Text Summarization



Automatic summarization aims to extract and present the most important content to the user from an information source. Generally two types of summaries are generated: extract, i.e., a summary which contains text segments copied from the input, and abstract, i.e., a summary consisting of text segments which is not present in the input.

One of summary evaluation issues is that it involves human judgments of different quality criteria like coherence, readability and content. There is no absolute unique correct summary and it is possible that a system output a good summary quite different from a human reference summary (the same problems for machine translation, speech synthesis, etc.).



Traditionally, summarization evaluation compares the tool output summaries with sentences previously extracted by human assessors or judges. The basic idea is that automatic evaluation should collerate to the human assessment.

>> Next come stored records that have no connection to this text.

PR #718, opened 2026-09-13
test(telegram): [HIMMEL-3004] onboard lock-path cross-check reports a spawn timeout as such and gives the Windows leg 20s

yotamleo:
## Summary
- `onboard.test.ts` "lock-path cross-check" flaked on `windows-latest` (main run 34739779833): a `Bun.spawnSync` default-timeout spawn timeout was misreported as `Expected "<path>" Received ""` — indistinguishable from a real path mismatch.
- Both `--print-lock-path` cases now share one `spawnPrintLockPath()` helper: an explicit timeout (20000ms on `win32`, 10000ms elsewhere — Git-Bash cold start on a shared runner is the slow path) and a pre-path-assertion guard that fails with the elapsed ms + stderr + the actual `signalCode` when the spawn didn't exit cleanly.
- CR round-1 Suggestion (`codex-1`): naming "timed out" unconditionally on any terminating signal conflates a real timeout with an externally killed/crashed process. Fixed inline (one trivial CR-fix per PR) — the message now reports the actual `signalCode` and the configured budget instead of asserting "timed out".

## Deliberate deviation from the brief's literal wording
The brief specified `proc.signalCode === null`; Bun's actual runtime behavior returns `signalCode: undefined` (not `null`) on a clean exit — only truthy (e.g. `"SIGTERM"`) when the process was actually signaled. Implemented as `if (proc.signalCode)` (truthiness) instead, verified by direct reproduction plus a full clean suite run.

## RED proof (throwaway case, removed before commit)
Pointed the spawn at a stub that sleeps past a deliberately tiny timeout:
```
bun test v1.4.0 (34cbb9a40)

scripts/telegram/onboard.test.ts:
[HIMMEL-3004 RED proof] restart-bridge.sh --print-lock-path spawn timed out after 201 ms:
.

1 pass
30 filtered out
0 fail
1 expect() calls
Ran 1 test across 1 file. [259.00ms]
```
The new pre-path assertion fired correctly, naming the elapsed time instead of a bogus path mismatch. The throwaway case was removed; the shipped file carries only the two hardened `--print-lock-path` cases.

## Suite verdict
`bun test scripts/telegram --dots` (impacted suite, foreground): **963 pass / 19 skip / 0 fail**, 3331 `expect()` calls, 982 tests across 32 files. Re-confirmed clean at the final pushed head.

## CR round table
| Round | Head | Critic panel | Critical | Important | Suggestions | Disposition |
|---|---|---|---|---|---|---|
| 1 | `412b4db5` | codex (1/1 responded) | 0 | 0 | 1 (`codex-1`) | Fixed inline in `a32648ae`; promoted to `fixed` |
| 2 | `a32648ae` | codex (1/1 responded) | 0 | 0 | 0 | Clean — marker cleared |

## Platforms
- `Platforms tested: linux` (attested in the first commit). `windows-latest` is exercised by CI itself — this fix specifically targets the Windows CI leg's flake.

leg-burn: calls=80 avg-ctx=113.3k first-turn=73.2k out=33.0k compactions=2 text-only=0 cache-read=8759.8k cache-create=305.3k input=160 cost-eq=1422.7k floor-share=66.8% compaction-rewarm=188.5k

https://claude.ai/code/session_016XHavdaeuqVcZR7KV4Zh7s

## Summary by CodeRabbit

* **Tests**
  * Improved automated test reliability across supported platforms with clearer timeout handling and failure diagnostics.
  * Added more detailed reporting for process completion, signals, elapsed time, and captured error output.


yotamleo:
@coderabbitai review

PR #719, opened 2026-09-13
fix(graphify): [HIMMEL-3005] harden-graph resolves a doc token with a directory component by path suffix, never by bare basename

yotamleo:
## Summary

`resolve_code_file` in `scripts/graphify/harden-graph.py` fell back to a
unique-basename match even when a doc token carried a directory component
that contradicted the only same-named AST file (e.g. `nonexistent/foo.mjs`
resolving to `scripts/foo.mjs`), fabricating a confidence-1.0 `references`
edge. Per console ruling E1: a token with a directory component now resolves
only by exact path or unique **path-suffix** match against AST `source_file`
values — never by bare-basename fallback. Zero suffix hits is a new
`skipped-path-mismatch` case (counted, not guessed); two+ hits stays
`skipped-ambiguous` (unchanged). A bare token (no `/`) keeps the pre-existing
unique-basename behaviour byte-identical.

Corpus evidence for why suffix (not strict full-path) matching is required:
partial-but-correct doc paths are common in this repo — `console-kit/go.sh`,
`guardrails/lib.sh`, `hooks/test-inject-minerva-critic.sh`,
`scripts/cr/coderabbit-gate.sh` — written from a subdirectory's perspective. A
strict bare-token-only rule would silently drop these real bridges.

## RED → GREEN

RED (pre-fix, `git show c8b1dbb5aa2a769bcadb90cfafaadbe2b5c5056f:scripts/graphify/harden-graph.py`
run against a fixture with doc label `nonexistent/foo.mjs file` and the only
candidate `scripts/foo.mjs`):

```
harden-graph: bridges=1 code-facts=0 skipped-ambiguous=0 unchanged=0
```
— fabricates `{"source": "doc_mismatch", "target": "scripts_foo", "relation":
"references", "confidence_score": 1.0, ...}` via the basename fallback.

GREEN (post-fix, same fixture, new test T12):

```
harden-graph: bridges=0 code-facts=0 skipped-ambiguous=0 skipped-path-mismatch=1 unchanged=1
```
— unresolved, not bridged.

New tests also cover: T13 (partial-but-correct suffix token `lanes/resolve.mjs`
against `scripts/lanes/resolve.mjs` → bridges via suffix match) and T14 (suffix
token `lib/x.sh` matching both `a/lib/x.sh` and `b/lib/x.sh` → ambiguous, not
bridged). T1–T4 unchanged apart from the appended `skipped-path-mismatch=0`.

## Suites

| Suite | Result |
|---|---|
| `scripts/graphify/test-harden-graph.sh` | GREEN (14 tests) |
| `scripts/graphify/test-refresh-graph-map.sh` | GREEN |

## Review rounds

| Round | Critic panel | Codex adversarial | Findings |
|---|---|---|---|
| 1 | 0 critical / 0 important / 0 suggestions | skipped: not high-risk (HIMMEL-2707) | 0 |

CR marker cleared clean at `ce8e4f26bbb57cc246be1094b1d90d5824c85bef` — 0
still-open, 0 unadjudicated.

## Known-findings self-review

`known-findings.sh --diff` flagged `[grep-q-pipe-under-pipefail]` on the new/
edited `echo "$outN" | grep -qF "..."` assertion lines in
`test-harden-graph.sh`. Does not apply here: the script only sets `set -u`
(never `set -o pipefail`), so a `grep -q` early-exit cannot SIGPIPE a
still-running producer under this script's actual shell options.

leg-burn: calls=49 avg-ctx=109.4k first-turn=73.2k out=19.6k compactions=1 text-only=0 cache-read=5169.3k cache-create=188.8k input=98 cost-eq=851.0k floor-share=69.4% compaction-rewarm=103.6k

https://claude.ai/code/session_01FANAp4mqLjtC71KSz3oxCH


yotamleo:
@coderabbitai review

yotamleo:
@coderabbitai review

PR #720, opened 2026-09-13
fix(lanes): [HIMMEL-3008] claude_sessions reports a cmdline read failure after the precheck as unreadable, never as an empty row

yotamleo:
## Summary
- `_claude_sessions_from_cmdline` printed a phantom empty-fields row (rc 0)
  when `/proc/<pid>/cmdline` passed the `-r` precheck but failed to open/read
  afterward (a TOCTOU window — e.g. EISDIR from a race right after the
  precheck). Now captured via the read loop's own stderr and reported as
  `# unreadable <pid>` / rc 3, matching the existing `-r`-precheck-fails path.
- A zero-token read on a genuinely empty (zombie) cmdline still stays silent,
  rc 0 — not conflated with the new failure path.
- CR round-1 follow-up (fb1b07b7): fixed two real bugs in the fix itself —
  redirection order let an open-time failure escape the capture file, and a
  failed `mktemp` silently disabled the whole detection mechanism.

## RED → GREEN
RED (pre-fix helper, EISDIR fixture and empty-cmdline fixture both failing):
```
FAIL - returns rc 3 (got 0)
FAIL - a read-fails-after-precheck pid is reported unreadable, not a phantom row
FAIL - a read-fails-after-precheck pid does not print a data row
FAIL - ceiling-conformance.sh surfaces the read-fails pid as scan-degraded
FAIL - ceiling-conformance.sh reports ceiling=? over a read-fails pid
FAIL - prints nothing (got '116\t\t\t')
FAIL - test-ceiling-conformance.sh (6 failure(s))
```
GREEN (post-fix, same suite):
```
OK quiet-run ceiling-conformance-postcr1 (0s)
```
All 38 assertions pass, including the 6 new HIMMEL-3008 cases.

## Suites (impacted = references claude-sessions.sh)
| Suite | Verdict |
|---|---|
| `scripts/lanes/test-ceiling-conformance.sh` | GREEN (tests added here per the ticket's "helper's home suite" instruction) |
| `scripts/handover/console-kit/test-tick.sh` | GREEN (unmodified, re-run) |

**known-findings pre-rebuttal:** `known-findings.sh --diff`'s `[test-coverage-gap]`
naming-convention heuristic flags `claude-sessions.sh` as "source changed, no
test changed" — false positive; tests were added to `test-ceiling-conformance.sh`
(the helper's home suite), not a same-named test file, per the ticket's own
explicit instruction.

## CR rounds (codex, paid tier)
| Round | Findings | Disposition |
|---|---|---|
| 1 | codex-1 (Important, redirection order let an open-time failure escape the capture file), codex-2 (Important, a failed `mktemp` silently disabled detection) | both `agreed` → fixed in `fb1b07b7`, promoted to `fixed` |
| 2 | codex-1 (Suggestion, a partial read that errors after consuming tokens isn't flagged degraded) | `deferred` — out of this ticket's stated scope ("NOT in scope: ... any other scan semantics") |

`review-round promote`: 2 promoted, 0 still-open, 1 skip-terminal, 0 warn.

leg-burn: calls=64 avg-ctx=130.0k first-turn=73.2k out=60.7k compactions=2 text-only=0 cache-read=8023.6k cache-create=294.9k input=128 cost-eq=1474.7k floor-share=58.4% compaction-rewarm=248.0k

https://claude.ai/code/session_01Wj2RbqQFqX1oRQNWs2KkbY


yotamleo:
@coderabbitai review

yotamleo:
@coderabbitai review

PR #722, opened 2026-09-13
fix(lanes): [HIMMEL-3009] claude_sessions reports a cmdline read that errors after consuming tokens as unreadable, never as a partial row

yotamleo:
## What

`_claude_sessions_from_cmdline` (#720, HIMMEL-3008) already treated a
zero-token cmdline read that errored on a live pid as `# unreadable <pid>`
(rc 3). The residual gap (CR round 2, codex-1 on #720): a read that errors
**after** consuming at least one token (`got_tok=1`, `read_err=1` or
`mktemp_failed=1`) fell through to the normal row-print path and emitted a
row built from a **truncated argv** — a partial row masquerading as a
complete one.

Fix mirrors the existing zero-token branch exactly: after the read loop and
the errfile check, before the row is printed — if a token was consumed AND
(`read_err` or `mktemp_failed`) is set:
- pid still alive (`[ -d "$proc/$pid" ]`) → `# unreadable <pid>`, rc 3
- pid vanished mid-read → silent, rc 0 (same race #720's zero-token branch
  already accepts)

The readable (no-error) case is byte-identical in row format and rc —
guarded by case (u), a byte-compare against the pre-#3008 fixture.

Diff is one conditional block (`scripts/lanes/lib/claude-sessions.sh`), plus
one test-only seam: `CLAUDE_SESSIONS_READ_FAULT_AFTER` (force the loop to
report a read error after the Nth token) and `CLAUDE_SESSIONS_READ_FAULT_PID`
(scope the injected fault to one pid so a multi-pid scan's other rows stay
real). Both honoured only when set; unset in production = zero behaviour
change. A real mid-stream read error needs a block/char-special device to
reproduce hermetically — a plain file's read either fully succeeds or fails
at open time — so a seam was the only deterministic route to a RED case; kept
to the minimum (two env vars, one `if` in the read loop).

## RED → GREEN

RED (pre-fix, `git show 9cd31a515ac4b24f97b461dc300e91c3037d24af`): case (t)'s
fixture — a live pid whose cmdline yields one token then errors — printed a
row built from the partial argv (`117	HIMMEL-3009-legN251-2026-09-13...`)
instead of `# unreadable 117`, and returned rc 0 instead of rc 3.

GREEN (this branch): `# unreadable 117`, rc 3, no data row for 117; the
other pid in the same scan (108) still prints its real, complete row
(`CLAUDE_SESSIONS_READ_FAULT_PID` scopes the injected fault to 117 only).

## Suites (foreground, `SUITE_LOCK_WAIT` honoured)

| Suite | Result |
|---|---|
| `scripts/lanes/test-ceiling-conformance.sh` | PASS (cases t, u added; all others green) |

`known-findings.sh --diff` flagged `[test-coverage-gap]` for
`scripts/lanes/lib/claude-sessions.sh` (source changed, no matching
dedicated `test-claude-sessions.sh`). Verified false positive: tests were
added in `scripts/lanes/test-ceiling-conformance.sh`, which sources this lib
directly (its existing (r)/(s) cases already cover the sibling #3008
behaviour) — deliberately not a separate file, matching the file's existing
test layout.

## Round table

| Round | Critic | Result |
|---|---|---|
| 1 of 3 | codex (responded ok) | 0 Critical / 0 Important / 0 Suggestions, 0 orphans — clean |

CR marker cleared at `1539970c` (1 responder). No `agreed` findings to
promote (`review-round.sh promote`: 0 promoted, 0 still-open).

## leg-burn

leg-burn: calls=61 avg-ctx=122.6k first-turn=73.2k compactions=2 cost-eq=1204.7k

https://claude.ai/code/session_01NwGCkHuR2Cfd2FSBNiYjnw

## Summary by CodeRabbit

- **Bug Fixes**
  - Prevented incomplete session entries from appearing when process information cannot be fully read.
  - Unreadable live processes are now reported clearly, while processes that exit during detection continue to be handled silently.
  - Preserved existing output for successfully read process information.
- **Tests**
  - Added coverage for partial-read failures and confirmed that unaffected session entries remain available.


yotamleo:
@coderabbitai review

PR #4, opened 2020-04-15
6101 add docker files

SimonLLawrence:


docker-compose-build.yml
```diff
@@ -0,0 +1,10 @@
+version: '3.5'
+
+services:
+
+  nhsd.buyingcatalogue.ordering.api:
+    image: ${REGISTRY:-nhsd}/buying-catalogue/ordering-isapi:${TAG:-latest}
```
assoomro, line 6: would you please consider changing the image name from:
 `${REGISTRY:-nhsd}/buying-catalogue/ordering-isapi:${TAG:-latest}`
to 
`${REGISTRY:-nhsd}/buying-catalogue/ordering-api:${TAG:-latest}`

Isapi is an abbreviation we've been using for 'Identity Server API' and might cause confusion.

docker-compose.yml
```diff
@@ -0,0 +1,23 @@
+version: '3.5'
+services:
+  nhsd.buyingcatalogue.ordering.api:
+    image: ${REGISTRY:-nhsd}/buying-catalogue/ordering-isapi:${TAG:-latest}
```
assoomro, line 4: same comment as above ⬆️

src/NHSD.BuyingCatalogue.Ordering.Api/Dockerfile
```diff
@@ -0,0 +1,22 @@
+#See https://aka.ms/containerfastmode to understand how Visual Studio uses this Dockerfile to build your images for faster debugging.
+
```
assoomro, line 2: Would it be possible to remove these 2 lines? 

In my opinion they don't add any value to the Dockerfile itself.

PR #7, opened 2020-04-20
5482: API Identity Resource on Ordering

RuthBerry96:


src/NHSD.BuyingCatalogue.Ordering.Api/NHSD.BuyingCatalogue.Ordering.Api.csproj
```diff
@@ -20,6 +20,7 @@
   </ItemGroup>
 
   <ItemGroup>
+    <PackageReference Include="Microsoft.AspNetCore.Authentication.JwtBearer" Version="3.1.3" />
```
sam-roberts-bjss, line 23: Just need to be aware this is a newer version of the package compared with what's defined in the Organisations.Api project. No need to change it. If anything we should be updating all the packages within other projects. I think this will be a task for next sprint.

src/NHSD.BuyingCatalogue.Ordering.Api/Startup.cs
```diff
@@ -11,6 +12,8 @@ namespace NHSD.BuyingCatalogue.Ordering.Api
 {
     public sealed class Startup
     {
+        private const string BearerToken = "Bearer";
```
sam-roberts-bjss, line 15: I would have thought the JWT package would have a constant for this. Would you mind having a quick look to see if there is? No worries if not.

src/NHSD.BuyingCatalogue.Ordering.Api/NHSD.BuyingCatalogue.Ordering.Api.csproj
RuthBerry96: 👍

src/NHSD.BuyingCatalogue.Ordering.Api/Startup.cs
RuthBerry96: Of course. Will let you know 😄

RuthBerry96: Just pushed the change. JwtBearerDefaults.AuthenticationScheme is "Bearer"

PR #9, opened 2020-04-21
6101: Added initial database project for Ordering Database

SimonLLawrence:


docker-compose.yml
```diff
@@ -1,5 +1,30 @@
...
+      - MSSQL_PID=Express
+      - DB_NAME=${NHSD_LOCAL_DB_NAME:-CatalogueOrdering}
+      - NHSD_PASSWORD=DisruptTheMarket1!
+      - INSERT_TEST_DATA=True
+      - CREATE_EA_USER=True
+      - EA_USER_FIRST_NAME=Agency
+      - EA_USER_LAST_NAME=User
+      - EA_USER_EMAIL=user@agency.com
+      - EA_USER_PASSWORD_HASH=AQAAAAEAACcQAAAAEEOFkNNrFpKmDC2TBv2CP/dzxfnjdXk97RoqRlunE/CGs2tmFcewKZj4M/fITiP2tg==
+      - EA_USER_PHONE=01234567890
```
assoomro, line 24: I'm not quite sure that this will be relevant to the ordering db, I think it would be a good idea to get rid of these variables until we actually need them

src/NHSD.BuyingCatalogue.Ordering.OrderingDatabase/Dockerfile
```diff
@@ -0,0 +1,19 @@
...
+WORKDIR /usr/config
+
+COPY /ShellScripts .
+COPY /Deployment sql/Deployment
+COPY /Indexes sql/Indexes
+COPY /Tables sql/Tables
+COPY /Security sql/Security
+
+RUN chmod +x /usr/config/entrypoint.sh
+RUN chmod +x /usr/config/configure-db.sh
```
assoomro, line 13: This isn't anything major, but we could improve this by combining them into 1 run statement (to save docker the trouble of making a whole new layer just for a 'chmod'). Entirely up to you to make any changes based on my suggestion. [Some reading on this topic.](https://stackoverflow.com/questions/39223249/multiple-run-vs-single-chained-run-in-dockerfile-what-is-better)
 
So instead of 
```
RUN chmod +x /usr/config/entrypoint.sh
RUN chmod +x /usr/config/configure-db.sh
```
Combine them
```
RUN chmod +x /usr/config/entrypoint.sh && chmod +x /usr/config/configure-db.sh
```

SimonLLawrence:
Fixed the docker file  so it should now build and also corrected CRLF on entrypoint.sh

PR #10, opened 2020-04-22
6101 create build pipeline

assoomro:


azure-pipelines.yml
```diff
@@ -0,0 +1,159 @@
...
+      includePreviewVersions: false
+
+  - task: DockerInstaller@0
+    inputs:
+      dockerVersion: $(dockerVersion)
+
+  - script: docker-compose up --build -d
+    displayName: 'Docker up'
+
+  - task: DotNetCoreCLI@2
```
sam-roberts-bjss, line 69: Just wanted to point your attention at the following resource [Docker with integration and unit tests](https://medium.com/@JoeHonour/a-guide-to-setting-up-a-net-core-project-using-docker-with-integrated-unit-and-component-tests-a326ca5a0284) as I think it maybe useful to run the unit tests from within the container. I have no evidence to base this off but I assume by running the run tests from the project would apply another restore & a build that should have already been carried out within the docker build. I think an improvement could be made here & potentially speed up the build process.

assoomro: Thank you for bringing this up. 

In essence, I think you're right with those assumptions and you're also right that it would speed up the build process.

However, this would hinder the development process, as running all tests when spinning up your environment would slow down the feedback loop, not to mention possible cases when you won't even be able to build due to failing tests.

So we have 2 things to weigh against each other:

| PROS                                      | CONS                       |
| :------------------------------: | :---------------------: |
| Faster completion of the pipeline process | Slower development process |

My opinion is that the overall time saved by faster build process will *not* outweigh the time lost on running tests locally when spinning up the environment.

I think it might be a good idea to get opinions from more people and see where the consensus lies and take action based on that.

What do you think? @sam-roberts-bjss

Two main methods are used for evaluating text summarization. Intrinsic evaluation compares machine generated summaries with human generated summaries, it is considered as system focused evaluation. Extrinsic evaluation measures the performance of summarization in various tasks, and it is also considered as task specific evaluation.

Both methods require significant human resources, using key sentence (sentence fragment) mark-up and human generated summaries for source documents. Summarization evaluation measures provide a ranking score which can be used to compare different summaries of a document.



- Sentence precision/recall based evaluation
- Content similarity measures
- ROUGE (Lin, 2004), cosine similarity, n-gram overlap, LSI (Latent Semantic Indexing), etc.
- Sentence Rank
- Utility measures




- NTCIR (NII Test Collection for IR Systems) includes Text Summarization tasks, e.g. MuST (Multimodal Summarization for Trend Information) at NTCIT-7.


- TAC (Text Analysis Conference): Recognizing Textual Entailment (RTE), Summarization, etc.
- TIPSTER : See the TIPSTER Text Summarization Evaluation: SUMMAC
- TIDES (Translingual Information Detection Extraction and Summarization).

TIDES included several evaluation projects:

    • Information Retrieval: HARD (High Accuracy Retrieval from Documents).
    • Information Detection: TDT (Topic Detection and Tracking).
    • Information Extraction: ACE (Automatic Content Extraction).
    • Summarization: DUC (Document Understanding Conference). DUC has moved to the Text Analysis Conference(TAC).

- CHIL (Computer in the Human Interaction Loop) included a Text Summarization task.
- GERAF (Guide pour l’Evaluation des Résumés Automatiques Français): Guide for the Evaluation of Automatic Summarization in French.










  • Lin C.-Y. (2004) ROUGE: a Package for Automatic Evaluation of Summaries. In Proceedings of the Workshop on Text Summarization Branches Out (WAS 2004), Barcelona, Spain, July 25 - 26.